A chill crept along her skin although the temperature in the car had actually risen a few degrees. That was his inner dragon speaking. Nathaniel was the dragon and the dragon was him. He was a shifter. But the part of him that slept when he was in his human form sometimes woke up. She’d seen the dragon last night when he’d hunted her after the ritual. And now the beast was right there on the surface.

It was a humbling thing to look into the face of a dragon, especially when you didn’t have any magic of your own to protect yourself. She watched the hills roll by and didn’t speak again until the driver, Emory, did.

“Almost to the lake, Mr. Clarke. Where would you like me to park?”

“Close enough to the water that you can help if need be. You have the weapon?”

“I do. Practiced a bit with it beforehand.”

“What weapon is that?”

“Crossbow,” Nathaniel stated. “Holy-water-soaked bolts.”

“What exactly is the plan, Nate?”

“We offer Grindylow a child and then ask her questions.”

Clarissa inclined her head. “And where do we get this child?”
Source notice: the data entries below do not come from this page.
PR #3513, opened 2023-05-28
heifsave: limit output dimensions

lovell:
Here's a possible fix for https://github.com/libvips/libvips/issues/3509 targetting the 8.14 branch

It takes a similar approach as already used in webpsave:

https://github.com/libvips/libvips/blob/0df1fc51a9cc2a61777d8fba97189f5ceee68511/libvips/foreign/webpsave.c#L672-L675

The arbitrary 32768x32768 limit is to match the libheif default input limit. However, libvips' heifload operation defaults to a limit of 16384x16384, or 65535x65535 when using `unlimited`. Thoughts here welcome, as I can happily be convinced to use alternative arbitrary limits instead.

PR #4399, opened 2025-02-21
heifload: prevent possible int overflow for large images

kleisauke:
i.e. when the `unlimited` flag is set (> 16384x16384).

See: https://github.com/libvips/libvips/pull/4266#discussion_r1856394879.

Targets the 8.16 branch.

### DIFF
--- a/ChangeLog
+++ b/ChangeLog
@@ -23,6 +23,7 @@
 - matrixload: fix file format detect for some matrix types
 - radload: improve sanity check of colour-related headers [lovell]
 - heifsave: reject multiband images [lovell]
+- heifload: prevent possible int overflow for large images [kleisauke]
 
 10/10/24 8.16.0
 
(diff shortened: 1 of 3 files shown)


jcupitt:
Ah, nice!

I noticed that `heifsave.c` has almost the same issue with `stride`:

```C
    for (y = 0; y < area->height; y++) {
        /* Y in page. 
         */ 
        int page = (area->top + y) / heif->page_height;
        int line = (area->top + y) % heif->page_height;
        VipsPel *p = VIPS_REGION_ADDR(region, 0, area->top + y);
        VipsPel *q = heif->data + line * heif->stride;
```

This feels like an error in `heif_image_get_plane()`, though I suppose it'd be tricky for libheif to change their API.

kleisauke:
Ah, nice spot. `heifsave.c` is limited to a maximum image size of 16384x16384 (after PR #3513), but let me fix that occurrence too.

lovell (approved):
:+1:

Issue #4400, opened 2025-02-24
Libvips fails to process tif image when using streams


frederikrosenberg:
**Describe the bug**
When parsing in the attached tif file using pipes with `cat` vips fails to process the image and fails with an error.

**To Reproduce**
1. Use the [image](https://davidsen.cdn.bizzkit.cloud/5173c523-8575-45cb-8048-9faffa1ff00d/_original/lam-stegt-p%C3%A5-grill.tif)
2. Rename the image to `lam.tif`
3. Run the following command `cat lam.tif | vipsthumbnail stdin -o "lam.webp[keep=none]" --size 1000x`

**Expected behavior**
Expected an image to be created.

**Actual behavior**
Got the following error:
```text
(vips:173553): VIPS-WARNING **: 12:51:02.659: error in tile 0 x 0

(vips:173553): VIPS-WARNING **: 12:51:02.659: error in tile 0 x 14

(vips:173553): VIPS-WARNING **: 12:51:02.660: error in tile 0 x 0

(vips:173553): VIPS-WARNING **: 12:51:02.660: error in tile 0 x 10
TIFFFillStrip: Read error at scanline 4294967295; got 66620 bytes, expected 110657
tiff2vips: read error
```

**Environment**
 - OS: WSL Ubuntu
 - Vips: 8.16.0

**Additional context**
I'm able to process the image without using streaming using `vipsthumbnail lam.tif -o "lam.webp[keep=none]" --size 1000x` with no warnings.

Other images does not observe the same problem.

jcupitt:
Hello @frederikrosenberg,

Curious! It's working fine for me -- I tried 8.16.0 and 8.16.1.

TIFF can't be read with streaming (you need to be able to seek the image), so libvips ought to automatically buffer the whole file in memory before letting the TIFF loader execute. 

I think I remember a bug in an earlier version where this didn't always happen, but 8.16 should be fine. 

Is there any chance you have an earlier libvips installed as well as 8.16? Could the binaries have become mixed up?

frederikrosenberg:
Hello @jcupitt 

Quite interesting. I'm using a locally built libvips from the 8.16 branch and I'm still seeing the error

Version returns the following:
```
> ./vipsthumbnail --version
vips-8.16.1
```

frederikrosenberg:
Hi @jcupitt 

I did some more testing and found that if I use Ubuntu 24.04 LTS in WSL it works. There may be a dependency version causing the problem.

[...]

PR #4403, opened 2025-02-28
tiffload: add missing read loop

kleisauke:
We weren't looping on `vips_source_read()` in tiffload, which could cause failures when reading from pipes.

Resolves: #4400.

Targets the 8.16 branch.

Note that I couldn't find any documentation for this callback, but I noticed that `TIFFOpen*()` behaves similarly, see:
https://gitlab.com/libtiff/libtiff/-/blob/v4.7.0/libtiff/tif_unix.c#L68-95

### DIFF
--- a/ChangeLog
+++ b/ChangeLog
@@ -24,6 +24,7 @@
 - radload: improve sanity check of colour-related headers [lovell]
 - heifsave: reject multiband images [lovell]
 - heifload: prevent possible int overflow for large images [kleisauke]
+- tiffload: add missing read loop [kleisauke]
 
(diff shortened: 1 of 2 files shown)


jcupitt:
Well good grief, well done for finding this Kleis. This is a new requirement in libtiff 4.6 and later, is that right?

jcupitt:
I had a look at openout_target_write() and openout_target_read(), but I think they are OK.

jcupitt:
It'll depend on timing as well, so an SSD could work but a slow HDD fail (I think).

PR #4407, opened 2025-03-05
test: reduce severity of `gifsave_timeout`

kleisauke:
On my AMD Ryzen 9 7900 workstation, the `gifsave_timeout` test consistently fails with:
```console
$ meson test -C build --print-errorlogs
...
 8/12 gifsave_timeout          FAIL             2.46s   exit status 1
――― ✀ ―――
expected error return from vips_gifsave_buffer()
――――――――――
```

I suspect the image gets quantized/remapped within 2 seconds, so we can't guarantee that it always returns an error. The best we could do is `g_assert(is_killed)`, which is a no-op in release builds.

Targets the 8.16 branch.

### DIFF
--- a/test/test_timeout_gifsave.c
+++ b/test/test_timeout_gifsave.c
@@ -18,7 +18,6 @@ main(int argc, char **argv)
 	void *buf;
 	size_t len;
 	gboolean is_killed = FALSE;
-	int ret;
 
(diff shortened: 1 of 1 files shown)


lovell (approved):
Alas, further evidence that timeout-based testing is hard :rofl:

PR #4412, opened 2025-03-07
Avoid possible overflow when multiplication result is cast up/down

lovell:
I'm not aware of any specific problems these might have been causing but forcing the relevant type for multiplication should help prevent vulnerabilities in the future.

These were all found via CodeQL.


libvips/colour/LCh2UCS.c
```diff
@@ -165,7 +165,7 @@ vips_col_Ch2hcmc(float C, float h)
 	}
 
 	P = cos(VIPS_RAD(k7 * h + k8));
-	D = k4 + k5 * P * pow(VIPS_FABS(P), k6);
+	D = k4 + k5 * P * (float) pow(VIPS_FABS(P), k6);
```
kleisauke, line 168: As possible follow-up, we could consider using `powf()` and `fabsf()` here, as they are guaranteed to be present in C99.

libvips/colour/LCh2UCS.c
```diff
@@ -165,7 +165,7 @@ vips_col_Ch2hcmc(float C, float h)
...
 	g = C * C * C * C;
 	f = sqrt(g / (g + 1900.0));
```
kleisauke, line 170: ditto, we might use `sqrtf()` here.

libvips/conversion/composite.cpp
```diff
@@ -899,7 +899,7 @@ vips_composite_base_blend3(VipsCompositeSequence *seq,
 			/* You can't sqrt a vector, so we must loop.
 			 */
 			for (int b = 0; b < 3; b++) {
-				double g;
+				float g;
```
kleisauke, line 902: ditto, we could use `g = sqrtf(B[b]);` below.

kleisauke (approved):
Nice!

libvips/colour/LCh2UCS.c
lovell: Good idea, I agree. For consistency, do you think we should define new macros that wrap the `__builtin_*` versions of these, i.e. `VIPS_POWF` and `VIPS_FABSF`?

kleisauke: I wonder if these `__builtin_*` are really needed. IIUC, [`-fno-math-errno`](https://gcc.gnu.org/onlinedocs/gcc/Optimize-Options.html#index-fno-math-errno) would achieve the same effect. That is, speed things up by assuming that these math functions never set `errno`. See for example:
https://ryanburn.com/2020/12/26/why-c-standard-math-functions-are-slow/

kleisauke: According to Godbolt, there is no difference between our current `__builtin_*` functions and the `<math.h>` functions in both GCC and Clang when compiling with `-O2`. `-fno-math-errno` also doesn't appear to make any difference - see:
https://godbolt.org/z/G1vEMP46h

I think commit https://github.com/libvips/libvips/commit/90c1fb9a9444dde41e3db8fd18c41f83c31c7e5f was due to https://sourceware.org/bugzilla/show_bug.cgi?id=17441, which was resolved in glibc 2.23 via commit https://github.com/bminor/glibc/commit/8df4e219e43a4a257d0759b54fef8c488e2f282e.

libvips/conversion/composite.cpp
lovell: My understanding of C++ is that `sqrt` is overloaded for both float and double precision so I think we can get away with it here.

libvips/colour/LCh2UCS.c
lovell: I've incorporated these suggestions as part of this PR as it's a clearer solution for avoiding possible overflow in the `vips_col_Ch2hcmc` function (and there's no loss of precision).

libvips/conversion/composite.cpp
kleisauke: You're right; this isn't an issue in C++. :+1:

libvips/colour/LCh2UCS.c
kleisauke: Great! LGTM.

PR #4414, opened 2025-03-09
Deprecate math macros

kleisauke:
We can simply use the functions from `<math.h>` instead of conditionally relying on GCC and Clang's `__builtin_*` functions.

The likely reason for commit 90c1fb9a9444dde41e3db8fd18c41f83c31c7e5f was due to https://sourceware.org/bugzilla/show_bug.cgi?id=17441, which was resolved in glibc 2.23.

Context: https://github.com/libvips/libvips/pull/4412#discussion_r1986142253.

### DIFF
--- a/libvips/arithmetic/abs.c
+++ b/libvips/arithmetic/abs.c
@@ -116,7 +116,7 @@ vips_abs_build(VipsObject *object)
 		int x; \
 \
 		for (x = 0; x < sz; x++) \
-			q[x] = VIPS_FABS(p[x]); \
+			q[x] = fabs(p[x]); \
 	}
 
 /* Complex abs operation: calculate modulus.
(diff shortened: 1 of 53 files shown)


jcupitt:
Ah funny, `__builtin` used to be a lot faster back in the day. I read this quickly and it seems fine, so :+1: from me.

Yes, conceptually `VIPS_ABS()` is like `VIPS_MAX()` or `VIPS_MIN()`, and not like one of the math functions.

kleisauke:
Thanks! Note that when you merge [`8.16`](https://github.com/libvips/libvips/tree/8.16) back into the master branch, it will likely conflict in `‎libvips/colour/LCh2UCS.c` due to commit 82c7c05cb02a52750251bb4cc69d67f40568cf98. In that case, `fabsf()` should be preferred over `fabs()`.

jcupitt:
Thanks for the tip! Done.

PR #4418, opened 2025-03-12
convi: ensure double sum precision for floats

lovell:
The `CONV_FLOAT` inner loop macro is used for both `float` and `double` images so the type of `sum` should probably match.

I've not had a chance to performance test this change but it has the possibility of making integer convolution of float images a tiny bit faster.

### DIFF
--- a/ChangeLog
+++ b/ChangeLog
@@ -12,6 +12,7 @@
 - svgload: add support for custom CSS via stylesheet option [lovell]
 - heifload: `unlimited` flag removes all limits (requires libheif 1.19.0+) [lovell]
 - heifsave: improve alpha channel detection [lovell]
+- convi: ensure double sum precision for floats [lovell]
 
 8.16.1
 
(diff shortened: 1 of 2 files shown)


jcupitt:
Hmm, this is likely to be slower, isn't it? Though I've not tried a benchmark ahem. C always uses double for all intermediate values, so:

```C
    float a, b = ... something;
    float d = a * b;
```

Compiles to something like:

```C
    float d = double_to_float(double_multiply(float_to_double(a), float_to_double(b)));
```

If you just use double everywhere you'll save a lot of unnecessary conversions. 

float can useful for specifying storage (eg. `float a[10]` is nice and small), but you should generally use double everywhere else.

jcupitt:
Actually, I say that, but now I can't find a reference to float -> double promotion in the standard. I'll keep looking.

lovell:
Yes, this might be a C99 thing. I think the problem here is that `t` is integer and `p` could be a `float`, which isn't automatically promoted. I've updated the PR to explicitly cast the multiplication up to `double` precision instead.

jcupitt:
I tried with compiler explorer and this:

```C
float fred(float a, float b, float c) { return a * b + c; }
```

Generates single-precision float mul and add instructions on all compilers I tested, so I'm wrong heh. Perhaps I was thinking of the promotion rules around untyped arguments.

PR #4753, opened 2025-11-30
pngsave: cast to target format when colourspace is unsupported

kleisauke:
Similar to #4744, but for `pngsave`. Test case:
```python
#!/usr/bin/env python3
import pyvips

im = pyvips.Image.new_from_array([1, 2, 3, 4])
buf = im.pngsave_buffer()
im2 = pyvips.Image.new_from_buffer(buf, "")

assert im.avg() == im2.avg()
```

Targets the 8.17 branch.


gcsideal:
Thanks, lua-vips builds correctly again.

PR #4754, opened 2025-11-30
uhdrload: remove "hdr" argument

jcupitt:
Since uhdr2scRGB() is much faster, and we save 200+ lines of code.

I'll update the docs in the other PR.


kleisauke (approved):
Great!

jcupitt:
Yes, `uhdrload("file.jpg").uhdr2scRGB()` is twice the speed of `uhdrload("filejpg", hdr=True)`, and lower mem use too.

PR #4756, opened 2025-11-30
add gainmap() and set(VImage) to cpp API

jcupitt:
Since they'll be needed for anyone processing UHDR images.

We'll need similar additions for pyvips, ruby-vips etc.

### DIFF
--- a/cplusplus/include/vips/VImage8.h
+++ b/cplusplus/include/vips/VImage8.h
@@ -551,7 +551,7 @@ public:
 	/**
 	 * The associated gainmap image, if any.
 	 */
-	const VImage
+	VImage
 	gainmap() const
 	{
 		return VImage(vips_image_get_gainmap(get_image()));


kleisauke:
Perhaps `get_gainmap()` could be renamed to `gainmap()` for consistency with the other getters (e.g. `filename()`, `width()`, etc.)?

jcupitt:
You're right, that would be better. Thanks!

There are a lot of other getters we could wrap, but maybe leave them until someone asks.

cplusplus/include/vips/VImage8.h
```diff
@@ -549,10 +549,10 @@ class VImage : public VObject {
 	}
 
 	/**
-	 * Return the gainmap image.
+	 * The associated gainmap image, if any.
 	 */
-	VImage
-	get_gainmap() const
+	const VImage
```
kleisauke: clang-tidy says: "Return type 'const vips::VImage' is 'const'-qualified at the top level, which may reduce code readability without improving const correctness".
```suggestion
	VImage
```

See: https://clang.llvm.org/extra/clang-tidy/checks/readability/const-return-type.html

cplusplus/include/vips/VImage8.h
```diff
@@ -670,6 +679,15 @@ class VImage : public VObject {
 			free_fn, data, length);
 	}
 
+	/**
+	 * Set the value of an image metadata item on an image.
+	 */
+	void
+	set(const char *field, const VImage value)
```
kleisauke, line 686: clang-tidy says: "The const qualified parameter 'value' is copied for each invocation; consider making it a reference"
```suggestion
	set(const char *field, const VImage &value)
```
See: https://clang.llvm.org/extra/clang-tidy/checks/performance/unnecessary-value-param.html

kleisauke: Some other C++ functions have the same issue, but I'm not sure whether fixing them would break ABI compat.

jcupitt: This one is OK -- `VImage` is just a pointer, so using a reference is actually slower.

jcupitt:
Thanks for the review!

PR #4760, opened 2025-12-01
cplusplus: apply a few clang-tidy suggested fixes

kleisauke:

https://kleisauke.nl/compat_reports/vips-cpp/master_to_clang-tidy/compat_report.html

### DIFF
--- a/cplusplus/include/vips/VError8.h
+++ b/cplusplus/include/vips/VError8.h
@@ -54,6 +54,8 @@ public:
 
 	/**
 	 * Get a reference to the underlying C string.
+	 * Note: this override must be preserved for ABI, removing it
+	 * would also eliminate the `_ZNK4vips6VError4whatEv` symbol.
 	 */
 	const char *
 	what() const noexcept override
@@ -65,6 +67,13 @@ public:
 	 * Print the error message to a stream.
 	 */
 	void ostream_print(std::ostream &) const;
+
+private:
+	/**
+	 * ABI padding to preserve original VError size.
+	 */
+	char _abi_padding[sizeof(std::exception) + sizeof(std::string) -
+		sizeof(std::runtime_error)] = {};
 };
 
 VIPS_NAMESPACE_END


cplusplus/include/vips/VError8.h
```diff
@@ -42,30 +42,23 @@ VIPS_NAMESPACE_START
...
 	 * Get a reference to the underlying C string.
 	 */
-	virtual const char *
-	what() const throw()
+	const char *
+	what() const noexcept override
 	{
-		return _what.c_str();
+		return std::runtime_error::what();
 	}
```
kleisauke, line 64: I considered removing `what()`, since it adds no functional value beyond what the base class (`std::runtime_error`) already provides. However, doing so appears to break ABI compat, see:
https://kleisauke.nl/compat_reports/vips-cpp/master_to_clang-tidy-rev2/compat_report.html
https://github.com/kleisauke/libvips/compare/cpp-clang-tidy..cpp-clang-tidy-rev2

jcupitt:
Wow I'm amazed you can change the exception base class without breaking ABI compatibility. The C++ ABI rules are very mysterious.

Is it possible it could break with some C++ compilers and not others?

cplusplus/include/vips/VImage8.h
```diff
@@ -293,7 +293,7 @@ class VOption {
 	 * A copy is taken of the object.
 	 */
 	VOption *
-	set(const char *name, const VObject value);
+	set(const char *name, VObject value);
```
jcupitt: These `const` decls might not mean anything to the compiler, but they do signal something to a human reading the header or the docs, don't they? I wonder if clang-tidy is being too strict with this rule.

kleisauke: You're right, I dropped this commit.

kleisauke:
My understanding is that this is safe because `std::runtime_error` also stores a `std::string` internally. However, I need to verify this, since the change in class size could(?) break code that catches `VError` by value (`catch (VError err)`) rather than by reference (`catch (const VError &err)`).

kleisauke:
... let's be on the safe side, commit 943d1fc5ab14870c9223d59f59f1e806c4671b2e ensures ABI compatibility, I now see:
https://kleisauke.nl/compat_reports/vips-cpp/master_to_clang-tidy-abi/compat_report.html

lovell:
I've been investigating error message corruption in v8.18.0 on Windows and I suspect this change might have exposed us to https://github.com/microsoft/STL/issues/2114. The call to `vips_error_buffer` now takes place sooner at construction time rather than deferring to a later `what()` call. Perhaps we should use `vips_error_buffer_copy` and manage the lifetime within the exception?

kleisauke:
@lovell According to PR https://github.com/nodejs/node-addon-api/pull/1059, this define appears to be the root cause:
https://github.com/nodejs/node/blob/v25.4.0/common.gypi#L485-L486

I'm not sure if we should support the `_HAS_EXCEPTIONS=0` case. This changeset appears to resolve the issue in sharp:
https://github.com/lovell/sharp/compare/0.35...kleisauke:sharp:temp-err-2
(i.e. the define also needs to be propagated to consumers of `VError8.h`)

lovell:
@kleisauke Thanks, that explains it, I was so close! It looks like STL will be altering its behaviour to copy the message so we can leave this alone.

Issue #4616, opened 2025-07-26
Enhancement: support effort level 10 for jxlsave


cheebusjeebus:
`cjxl --help -v -v -v -v` describe of using `--allow_expert_options` for enablement of effort level 11 (`-e 11`).

i attempt with `vips jxlsave "image.png" "output.jxl" --lossless --effort 11` but he said:
```
(vips.exe:18728): GLib-GObject-CRITICAL **: 10:59:33.015: value "11" of type 'gint' is invalid or out of range for property 'effort' of type 'gint'
```

upon `vips -v` he said `vips-8.17.1`. i am utilizing him from here: https://github.com/libvips/build-win64-mxe/releases/download/v8.17.1/vips-dev-w64-all-8.17.1.zip

FWIW there is also effort level 10 of `cjxl` and `vips` also said same error (but he said 10 not 11 inside message)

please consider support for this efforts levels. thank you for good software entirely :)

lovell:
The upstream logic is here:

https://github.com/libjxl/libjxl/blob/73beeb5409cd805cf8e957b2f33467be74dfbfe2/lib/jxl/encode.cc#L1613-L1624

It looks like a value of 10 was added via https://github.com/libjxl/libjxl/pull/3248 in libjxl v0.10.0.

A value of 11 is limited to "expert" mode, which is not exposed, and I suspect libvips is the wrong tool at that point.

jcupitt:
Hi @cheebusjeebus, I made a quick PR to allow effort=10. Let's move any discussion there.

PR #4763, opened 2025-12-02
allow effort=10 for jxlsave

jcupitt:
libjxl 0.10 allows effort=10, and 11 in expert mode

allow effort 10, but don't try to implement expert mode encoding

See https://github.com/libvips/libvips/issues/4616


kleisauke:
I reported the CIFuzz failure here: https://github.com/google/highway/pull/2805#issuecomment-3602660593.

jcupitt:
Thank you!

Issue #4607, opened 2025-07-11
Add support for tune parameter of libaom


adityapatadia:
Libheif has a `tune` parameter which can be used to control how the quality is tuned for output of AVIF. Can we expose that parameter in libvips (and also sharp)?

Nathaniel wiggled the fingers of his right hand where a large amethyst ring resided. Clarissa knew few specifics about how dragon magic worked, but she knew the ring was the closest thing to a magic wand that dragons possessed.

“Explain.”

The amethyst flashed and Nathaniel changed. His body folded in on itself in a way that made Clarissa profoundly uncomfortable. It was too angular. There were too many folding joints and protruding bones. The transformation was physical, not mystical, and coupled with the slurp of bodily juices and the crunch of grinding bones, it was truly disgusting. She had to turn her head away. When the noise stopped, she tentatively glanced back at Nate. A twelve-year-old boy was in his place, dressed in a child-sized pair of jeans and a T-shirt he’d procured somewhere.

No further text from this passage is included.